___ Provided data

PR #306, opened 2023-04-28
ci: allow manually deploying to cocoapods from existing tag

levibostian:
Because cocoapods deployments are flaky at the moment, we still need the ability to manually triggger cocoapods deployments on the CI server. 

We should be able to merge this PR and then manually trigger a 2.5 deployment.

### DIFF
--- a/.github/workflows/deploy-sdk.yml
+++ b/.github/workflows/deploy-sdk.yml
@@ -1,6 +1,13 @@
 name: Deploy SDK
 
 on:
+  workflow_dispatch: # manually run this workflow. This allows you to manually deploy things like cococapods, not manually create a git tag. The tag needs to already be created to run this. 
+    inputs:
+      existing-git-tag:
+        description: 'Type name of existing git tag (example: 1.0.3) to checkout and manually deploy'
+        required: true
+        type: string 
+
   push:
     branches: [beta, main, v1] # all branches where deployments currently occur. Make sure this list matches list of branches in  `.releaserc` file.
 
@@ -13,6 +20,7 @@ jobs:
   deploy-git-tag:
     name: Deploy git tag
     runs-on: ubuntu-latest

______

## Assignment
Look through the entries above; copy each line where the string "workflows" appears.

## Result of this task
--- a/.github/workflows/deploy-sdk.yml
+++ b/.github/workflows/deploy-sdk.yml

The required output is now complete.